Bangladeshi film director

Tareque Masud (Note: /bn/.) (/bn/; 6 December 1956 – 13 August 2011) was a Bangladeshi independent film director, film producer, screenwriter and lyricist. He first found success with the films Muktir Gaan (1995) and Matir Moina (2002), for which he won three international awards, including the International Critics' FIPRESCI Prize, in the Directors' Fortnight at 2002 Cannes Film Festival. The film became Bangladesh's first film to compete for the Academy Award for Best Foreign Language Film.

Masud died in a road accident on 13 August 2011 while returning to Dhaka from Manikganj on the Dhaka-Aricha highway after visiting a filming location. Masud was working on Kagojer Phool (The Paper Flower).

In 2012, he posthumously received Ekushey Padak, the second highest civilian award of Bangladesh. In 2013, New York University Asian/Pacific/American Institute, and South Asia Solidarity Initiative, hosted the first North American retrospective of his films.

==Background==
Abu Tareque Masud was born on 6 December 1956 in Nurpur village, Bhanga Upazila, Faridpur District, East Pakistan (now Bangladesh). He grew up in Nurpur village and started his education in an Islamic school (madrasah). He studied in the madrassa system for eight years until the upheaval brought about by the 9-month Liberation War interrupted his education in 1971. After the war, he entered general education, completing his HSC from Notre Dame College and completed his master's degree in history from the University of Dhaka.

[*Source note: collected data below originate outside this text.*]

Issue #3673, opened 2025-10-22
feature: add kcp.io/path to apibindings


mjudeikis:
### Feature Description

Currently, https://github.com/kcp-dev/multicluster-provider accepts only a hash value for the cluster.
Which is a poor usage experience when the user has only a canonical path available (from `logicalcluster.From`).

We should extend multicluster-provider to accept both hash and canonical paths to resolve to cluster. 

This can be done already if one claims LogicalCluster, but this elevated apibinding/export contract quite high.

### Proposed Solution

We should add `kcp.io/path` with logicalcluster annotation to every non system apibinding (there might be some clash trying to annotate system ones) in admission (github.com/kcp-dev/kcp/pkg/admission/pathannotation/pathannotation_admission.go) so every VW could be resolved both to representations of cluster.

Extend MCR to index clusters on both values and accept them.

We should not support mixed values of hash and canonical paths. 

### Want to contribute?

- [ ] I would like to work on this issue.

PR #3691, opened 2025-10-30
Add path annotation to apibindings

mjudeikis:
## Summary

This adds path annotation to apibindings. APIbindings are accessible via VirtualWorkspaces. This means providers will be able to resolve the canonical path and cluster more easily. 

```
- apiVersion: apis.kcp.io/v1alpha2
  kind: APIBinding
  metadata:
    annotations:
      kcp.io/cluster: hezfu00lhrvcdnls
      kcp.io/path: root:test
```

Caveat: there is a race condition with logicalcluster. But it resolves quite quickly due to the binding handshake, which is followed by the update. Not ideal, but the alternatives (the ones I could think of) were even more hacky. 

## What Type of PR Is This?

/kind feature 

## Related Issue(s)

Fixes https://github.com/kcp-dev/kcp/issues/3673 

## Release Notes

```release-note
Add kcp.io/path annotation to APIBindings
```

### DIFF
--- a/pkg/admission/pathannotation/pathannotation_admission.go
+++ b/pkg/admission/pathannotation/pathannotation_admission.go
@@ -71,6 +71,7 @@ type pathAnnotationPlugin struct {
 var pathAnnotationResources = sets.New[string](
 	apisv1alpha2.Resource("apiexports").String(),
 	cachev1alpha1.Resource("cachedresources").String(),
+	apisv1alpha2.Resource("apibindings").String(),
 	tenancyv1alpha1.Resource("workspacetypes").String(),
 )
 
@@ -107,6 +108,10 @@ func (p *pathAnnotationPlugin) Admit(ctx context.Context, a admission.Attributes
 
 	logicalCluster, err := p.getLogicalCluster(clusterName, corev1alpha1.LogicalClusterName)
 	if err != nil {
+		// We skip adding for system bindings if the logical cluster is not found during creation. This is racy during workspace bootstrap.
+		if apierrors.IsNotFound(err) && a.GetResource().GroupResource() == apisv1alpha2.Resource("apibindings") {
+			return nil
+		}
 		return admission.NewForbidden(a, fmt.Errorf("cannot get this workspace: %w", err))
 	}
 	thisPath := logicalCluster.Annotations[core.LogicalClusterPathAnnotationKey]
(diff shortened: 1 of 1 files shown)


mjudeikis:
moving to draft. some strange errors pop up. Investigating.

gman0:
Another approach would be to:

1. Skip mutating/validating objects whose logical cluster resolves to NotFound:
    * The reasoning would be that it's probably not a job of this plugin to deny requests with missing LogicalCluster -- something else should catch and validate this if we really need such a check.
2. Modify the APIBinding admission plugin to add an empty `kcp.io/path` annotation on the object if it's missing during create/update.
    * The pathannotation admission plugin would then catch this, and update the path accordingly once the APIBinding's logical cluster is ready.

Maybe this divides the responsibilities a bit better? But it may be that I'm missing some knowledge about why it is done like that in the first place :P

gman0:
Also, existing APIBindings are not updated right? Is that a problem?

mjudeikis:
> Another approach would be to:
> 
> 1. Skip mutating/validating objects whose logical cluster resolves to NotFound:
>    
>    * The reasoning would be that it's probably not a job of this plugin to deny requests with missing LogicalCluster -- something else should catch and validate this if we really need such a check.
> 2. Modify the APIBinding admission plugin to add an empty `kcp.io/path` annotation on the object if it's missing during create/update.
>    
>    * The pathannotation admission plugin would then catch this, and update the path accordingly once the APIBinding's logical cluster is ready.
> 
> Maybe this divides the responsibilities a bit better? But it may be that I'm missing some knowledge about why it is done like that in the first place :P

So my code is attempting to do option 2:
But I didn't want to do an empty annotation as some of the other code relies on this, and empty is invalid. So skipping kinda looked like a better alternative. 

And it still gets updated/added once a logical cluster is added and the next resync/ status update.

gman0:
I agree :+1: 

/lgtm

gman0:
/lgtm

We know the limitations, but it's better than the alternatives. And the limitations don't seem to be very serious.

xrstf:
For my own understanding: For just resolving the cluster ID to the workspace path, one could (like the syncagent does) simply also claim logicalclusters, right?

/approve

xrstf:
> This can be done already if one claims LogicalCluster, but this elevated apibinding/export contract quite high.

Yeah you said that already in the ticket. Nevermind. ^^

Tareque was involved in the film society movement from his university days and started his first film, Adam Surat (The Inner Strength), a documentary on the Bangladeshi painter SM Sultan, in 1982. His 1995 feature-length documentary on the 1971 Liberation War, Muktir Gaan (Song of Freedom), brought record audiences and became a cult classic. He also made many other films on the war, including Muktir Kotha (Words of Freedom, 1999), Narir Kotha (Women and War, 2000) and Naroshundor (The Barbershop, 2009). In 2002, he completed his feature film Matir Moina (The Clay Bird), which was based on his childhood experience in the madrassa.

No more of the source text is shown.